Another gem in this collection is "Home Alone Together" by Neal Pollack, a hilarious and standout piece about being a househusband, and staying home alone with his young son. His descriptions of his son's antics, as well as his relationship with his wife elicited many laughs from me, prompting a few stares from people in the subway car I was riding. Although the essay was very amusing, Neal Pollack had a way of making his characters so relatable, and there was an earnestness in this essay that made it absolutely stand out from the rest. Another particularly amusing piece was by Liza Monroy, about her green card marriage to her gay best friend, and how it conflicts with her relationship with her mother, who works for the State Department. This was a particularly intriguing piece because of the way she allows the reader to journey with her and her best friend Razi as their relationship grows from friendship to family.

In addition to these pieces, were also several essays which took on a more academic tone.
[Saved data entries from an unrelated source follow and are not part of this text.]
PR #2134, opened 2026-08-24
fix(Engine): announce game output and label controls for screen readers

alexwarren:
## Summary
- Adds `role="log" aria-live="polite"` to `#divOutput` (the game transcript, shared by WebPlayer and WasmPlayer) so new turn text is announced by screen readers as it appears.
- Labels the command input, hamburger menu, compass buttons, and save-name inputs, which previously had no accessible name (or relied on `title` alone).
- Wires `aria-labelledby` on the Save/Load and Debugger dialogs in both WebPlayer (Razor) and WasmPlayer.
- Adds two new `ChromeStrings` keys (`CommandInputLabel`, `ShowPanesButton`) following the existing per-language localization convention.

First of a planned series of accessibility PRs covering both the player and the AppShell editor.

## Test plan
- [x] `dotnet build --configuration Release` — succeeds
- [x] `dotnet test --configuration Release` — all 384 tests pass
- [x] Verified in a WasmPlayer dev build via the accessibility tree: `#divOutput` reports `role="log"`/`aria-live="polite"`, typing a command appends new narrative text into that same live region, and the command input/hamburger/compass buttons/save dialogs all report the expected accessible names.

### DIFF
--- a/src/Engine/Core/Languages/Deutsch.aslx
+++ b/src/Engine/Core/Languages/Deutsch.aslx
@@ -582,6 +582,8 @@
   <template name="RestartingBusy">Startet neu…</template>
   <template name="DeleteSaveConfirm">„[name]“ löschen? Das kann nicht rückgängig gemacht werden.</template>
   <template name="SavedGameDefaultLabel">Spielstand — [timestamp]</template>
+  <template name="CommandInputLabel">Gib deinen Befehl ein</template>
+  <template name="ShowPanesButton">Bereiche anzeigen</template>
 
   <!-- Explicit copies of English.aslx's own values (both already reached via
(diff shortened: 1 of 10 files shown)


alexwarren:
Follow-up pushed: `CommandInputLabel`/`ShowPanesButton` were only added to `ChromeStrings.cs`'s C# `Defaults` dict, not as `<template>` entries in `Engine/Core/Languages/*.aslx` like every other ChromeStrings key — so they always fell back to English regardless of language, and `tools/i18n/audit.mjs` had no visibility into them at all (its baseline is derived from what's declared in the language files). Added to `English.aslx` plus German/Spanish translations.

These read less like fiction stories, and more like guides. One of these is the essay written by Paula Penn-Nabrit, which provides an interesting look at her decision to homeschool her African-American sons. While the essay plays on the reader's emotions, it takes a much more factual approach, thoroughly detailing the reasons behind Paula Penn-Nabrit's decision. Marc and Amy Vachon's essay "Half the work, All the Fun" about equal parenting is approached in the same manner. In the essay, they describe the various ways in which they divide the duties of not only raising their children, but housework and work outside the home. Located towards the end of the collection, these more formal essays contrast with that of the previous essays. I found it an adjustment to switch between these tones, but that's all part and parcel of reading an essay collection.

Throughout this compilation, I was constantly reevaluating my own idea of family. This is possibly the greatest benefit of this book -- One Big Happy Family forces you to look inward and rethink and relabel your own experiences. By the end, you wonder whether there is any style of family that isn't workable, but maybe that's the point. The earnestness of each essay held the collection together, and I thoroughly enjoyed my time immersed in other people's families.--Katie O'Connor

Katie O'Connor is a recent graduate of Carleton University's political science program. She is currently living in Toronto.